The only areas that we haven't already thoroughly explored are on the other side of the country. So between driving distance and forgotten road-living skills, this would be one honkin' big undertaking. I began working on a detailed trip plan and Mike began tinkering with the RV.

After months of planning, D-Day (Driving Day) was February 11. The last week before takeoff was a frantic scramble to load the RV with clothes, food, cat paraphenalia. Also a last-minute scare when when our little Penny stopped eating. Panic, vet visit, ultrasound, medication, crisis apparently averted. *Phew*. Finally, packed to the gills, we headed out.

What rain can do.

Our first day out was pretty easy.
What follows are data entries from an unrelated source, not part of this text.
PR #1011, opened 2022-12-30
Extend serializable types

### LINKED ISSUE #1003: Bug: Custom data types with validators cannot be serialized since 1.45
**Describe the bug**
Since version 1.45 custom data types with pydantic validators cannot be serialized anymore. Deserialization works fine.

**To Reproduce**
Example app that works in 1.44, but doesn't in 1.45+:
Note that the print gets executed.
```python
from starlite import Starlite, post, Request, Response, LoggingConfig
from starlite.utils import create_exception_response


class CustomType(str):
    @classmethod
    def __get_validators__(cls):
        yield cls.get_validators_must_yield_something_so_here_we_are

    @classmethod
    def get_validators_must_yield_something_so_here_we_are(cls, value):
        return cls(value)


class Model(BaseModel):
    foo: CustomType


@post('/foo')
def foo(data: Model) -> Model:
    print(data)
    return data


def logging_exception_handler(request: Request, exc: Exception) -> Response:
    request.logger.error("Application Exception", exc_info = exc)
    return create_exception_response(exc)


app = Starlite(
    [foo],
    logging_config = LoggingConfig(),
    exception_handlers={Exception: logging_exception_handler},
)
```

**Additional context**
This is the stacktrace that I got with the example above:
```
  File ".../python3.11/site-packages/starlite/response/base.py", line 216, in render
    return encode_json(content, self.serializer)
  File ".../python3.11/site-packages/starlite/utils/serialization.py", line 59, in encode_json
    return _msgspec_json_encoder.encode(obj)
           ^^^^^^^^^^^^^^^^^^^^^^^^^^^^^^^^^
  File ".../python3.11/site-packages/starlite/utils/serialization.py", line 24, in default_serializer
TypeError: Unsupported type: <class 'app2.CustomType'>

  File ".../python3.11/site-packages/starlite/middleware/exceptions/middleware.py", line 47, in __call__
  File ".../python3.11/site-packages/starlite/routes/http.py", line 75, in handle
  File ".../python3.11/site-packages/starlite/routes/http.py", line 127, in _get_response_for_request
    response = await self._call_handler_function(
  File ".../python3.11/site-packages/starlite/routes/http.py", line 163, in _call_handler_function
    else await route_handler.to_response(
  File ".../python3.11/site-packages/starlite/handlers/http.py", line 606, in to_response
    return await response_handler(app=app, data=data, plugins=plugins, request=request)  # type: ignore
           ^^^^^^^^^^^^^^^^^^^^^^^^^^^^^^^^^^^^^^^^^^^^^^^^^^^^^^^^^^^^^^^^^^^^^^^^^^^^
  File ".../python3.11/site-packages/starlite/handlers/http.py", line 203, in handler
    response = response_class(
               ^^^^^^^^^^^^^^^
  File ".../python3.11/site-packages/starlite/response/base.py", line 109, in __init__
    self.body = content if isinstance(content, bytes) else self.render(content)
                                                           ^^^^^^^^^^^^^^^^^^^^
  File ".../python3.11/site-packages/starlite/response/base.py", line 218, in render
    raise ImproperlyConfiguredException("Unable to serialize response content") from e
starlite.exceptions.http_exceptions.ImproperlyConfiguredException: 500: Unable to serialize response content
```

provinzkraut:
Fixes #1003, by adding support for subclassed stdlib types. Also simplifies some of the pydantic-specific type conversion logic. 

# PR Checklist

### DIFF
--- a/starlite/utils/serialization.py
+++ b/starlite/utils/serialization.py
@@ -1,27 +1,30 @@
+from collections import deque
+from decimal import Decimal
+from ipaddress import (
+    IPv4Address,
+    IPv4Interface,
+    IPv4Network,
+    IPv6Address,
+    IPv6Interface,
+    IPv6Network,
+)
 from pathlib import PurePosixPath
+from re import Pattern
 from typing import TYPE_CHECKING, Any, Callable, Dict, Optional, Union
 
 import msgspec
 from pydantic import (
-    AnyUrl,
     BaseModel,
     ByteSize,
     ConstrainedBytes,
     ConstrainedDate,
     ConstrainedDecimal,
-    ConstrainedFloat,
-    ConstrainedFrozenSet,
-    ConstrainedInt,
-    ConstrainedList,
-    ConstrainedSet,
-    ConstrainedStr,
-    EmailStr,
     NameEmail,
-    PaymentCardNumber,
     SecretField,
     StrictBool,
 )
 from pydantic.color import Color
+from pydantic.json import decimal_encoder
 
 if TYPE_CHECKING:
     from starlite.types import TypeEncodersMap
@@ -31,22 +34,34 @@ DEFAULT_TYPE_ENCODERS: "TypeEncodersMap" = {
     # pydantic specific types
     BaseModel: lambda m: m.dict(),
     ByteSize: lambda b: b.real,
-    EmailStr: str,
     NameEmail: str,
     Color: str,
-    AnyUrl: str,
     SecretField: str,
-    ConstrainedInt: int,
-    ConstrainedFloat: float,
-    ConstrainedStr: str,
     ConstrainedBytes: lambda b: b.decode("utf-8"),
-    ConstrainedList: list,
-    ConstrainedSet: set,
-    ConstrainedFrozenSet: frozenset,
     ConstrainedDecimal: float,
     ConstrainedDate: lambda d: d.isoformat(),
-    PaymentCardNumber: str,
-    StrictBool: int,  # pydantic compatibility
+    IPv4Address: str,
+    IPv4Interface: str,
+    IPv4Network: str,
+    IPv6Address: str,
+    IPv6Interface: str,
+    IPv6Network: str,
+    # pydantic compatibility
+    deque: list,
+    Decimal: decimal_encoder,
+    StrictBool: int,
+    Pattern: lambda o: o.pattern,
+    # support subclasses of stdlib types, e.g. pydantic's constrained types.
+    # see https://github.com/jcrist/msgspec/issues/248
+    # and https://github.com/starlite-api/starlite/issues/1003
+    str: str,
+    int: int,
+    float: float,
+    list: list,
+    tuple: tuple,
+    set: set,
+    frozenset: frozenset,
+    dict: dict,
 }
 
 
--- a/starlite/utils/serialization.py
+++ b/starlite/utils/serialization.py
@@ -51,7 +51,9 @@ DEFAULT_TYPE_ENCODERS: "TypeEncodersMap" = {
     Decimal: decimal_encoder,
     StrictBool: int,
     Pattern: lambda o: o.pattern,
-    # support subclasses of stdlib types, e.g. pydantic's constrained types.
+    # support subclasses of stdlib types, e.g. pydantic's constrained types. If no
+    # previous type matched, these will be the last type in the mro, so we use this to
+    # (attempt to) convert a subclass into its base class.
     # see https://github.com/jcrist/msgspec/issues/248
     # and https://github.com/starlite-api/starlite/issues/1003
     str: str,
--- a/tests/utils/test_serialization.py
+++ b/tests/utils/test_serialization.py
@@ -35,6 +35,34 @@ from tests import PersonFactory
 person = PersonFactory.build()
 
 
+class CustomStr(str):
+    pass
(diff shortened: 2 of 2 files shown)


starlite/utils/serialization.py
```diff
@@ -31,22 +34,36 @@
     # pydantic specific types
     BaseModel: lambda m: m.dict(),
     ByteSize: lambda b: b.real,
-    EmailStr: str,
     NameEmail: str,
     Color: str,
-    AnyUrl: str,
     SecretField: str,
-    ConstrainedInt: int,
```
provinzkraut, line 39: We don't need all those anymore. Since they all inherit from primitive type, they will be converted into it by the compat types at the end of this mapping.

starlite/utils/serialization.py
```diff
@@ -31,22 +34,36 @@
...
-    ConstrainedStr: str,
     ConstrainedBytes: lambda b: b.decode("utf-8"),
-    ConstrainedList: list,
-    ConstrainedSet: set,
-    ConstrainedFrozenSet: frozenset,
     ConstrainedDecimal: float,
     ConstrainedDate: lambda d: d.isoformat(),
-    PaymentCardNumber: str,
-    StrictBool: int,  # pydantic compatibility
+    IPv4Address: str,
```
provinzkraut, line 43: These were missing before

cofin (approved):
LGTM

starlite/utils/serialization.py
```diff
@@ -31,22 +34,36 @@
...
+    # see https://github.com/jcrist/msgspec/issues/248
+    # and https://github.com/starlite-api/starlite/issues/1003
+    str: str,
+    int: int,
+    float: float,
+    list: list,
+    tuple: tuple,
+    set: set,
+    frozenset: frozenset,
+    dict: dict,
```
jcrist, line 66: Since subclasses of `dict`, `list`, and `tuple` are handled natively, those keys will never be hit here and can be removed. I'm also happy to add native support for subclasses of `set` and `frozenset` for the same reasons I gave before (but for now we won't support `str`/`int`/`float` subclasses).

starlite/utils/serialization.py
```diff
@@ -31,22 +34,36 @@
...
     Color: str,
-    AnyUrl: str,
     SecretField: str,
-    ConstrainedInt: int,
-    ConstrainedFloat: float,
-    ConstrainedStr: str,
     ConstrainedBytes: lambda b: b.decode("utf-8"),
-    ConstrainedList: list,
-    ConstrainedSet: set,
-    ConstrainedFrozenSet: frozenset,
```
jcrist, line 45: When would a user ever end up with an instance of one of these pydantic types? AFAICT these types are for type annotations only, during decode I don't ever see pydantic returning concrete instances of them:

```python
In [1]: import pydantic

In [2]: class Test(pydantic.BaseModel):
   ...:     x: pydantic.constr(min_length=3)
   ...: 

In [3]: type(Test(x="12345").x)  # x is a str, not a ConstrainedStr
Out[3]: str

In [4]: type(Test.parse_raw(b'{"x": "12345"}').x)
Out[4]: str
```

starlite/utils/serialization.py
```diff
@@ -31,22 +34,36 @@
...
+    IPv4Address: str,
+    IPv4Interface: str,
+    IPv4Network: str,
+    IPv6Address: str,
+    IPv6Interface: str,
+    IPv6Network: str,
+    # pydantic compatibility
+    deque: list,
+    Decimal: decimal_encoder,
+    StrictBool: int,
```
jcrist, line 52: `StrictBool` is serialized as an int, not a boolean value?

provinzkraut: A `StrictBool` instance is serialised as an `int`, a field annotated as `StrictBool` itself is not. This is mostly just for the case when `StrictBool` is used directly as a value.

starlite/utils/serialization.py
provinzkraut: This is just to support the edge case of using instances of constrained classes. See my comment below.

Native support for subclassed `set` and `frozenset` would be very much welcome though!

starlite/utils/serialization.py
provinzkraut: > When would a user ever end up with an instance of one of these pydantic types?

This can only happen if the constrained value is being instantiated directly. I admit it's an edge case, and one could argue that it shouldn't be done, but I've seen it a few times in the wild.

starlite/utils/serialization.py
jcrist: I understand that, I'm just saying that because `dict`, `list`, and `tuple` (and in the next release `set`/`frozenset`) are natively supported, those entries in this mapping aren't necessary because a subclass of these will never result in `enc_hook` being called.

starlite/utils/serialization.py
jcrist: Ah, `StrictBool` is a subclass of `int` not `bool`. My mistake, thanks for the clarification.

starlite/utils/serialization.py
provinzkraut: You know what, you're right. I previously thought that there's some edge case where this was needed, but I can't reproduce it anymore, so I guess it was a fluke on my side. I'll remove this. Thanks for the feedback here!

I enjoyed the lush, green hills on our way out of town and bemoaned the fact that they would be dead and brown by the time we returned.

Faux flowers.

As we're motoring along I saw some lovely yellow wildflowers on the shoulder but I missed the photo op. A little further along, I spotted some orange patches in the distance so I whipped out my phone and took some snaps as they blurred by. When I check the pics, guess what? No flowers -- just orange fence-netting! I knew these new glasses weren't working!

Are we in Switzerland? Eyes on the screen. Eyes on the road.

From one extreme to the other: as we entered the mountainous Grapevine area north of Los Angeles, the green hills changed to white! The weather was going to be, um, adventurous.

The cats are no help. Yep, got the WHOLE rug.

Negative portents appeared early. At our first stop, we discovered one of our slideouts wouldn't work. Fortunately it wasn't a deal-breaker and we soldiered on. The next day, a bottle of wine in the fridge upended on the rough road and dripped its entire contents out onto the rug.

The Universe may be sending a message, but I'm letting it go to voicemail.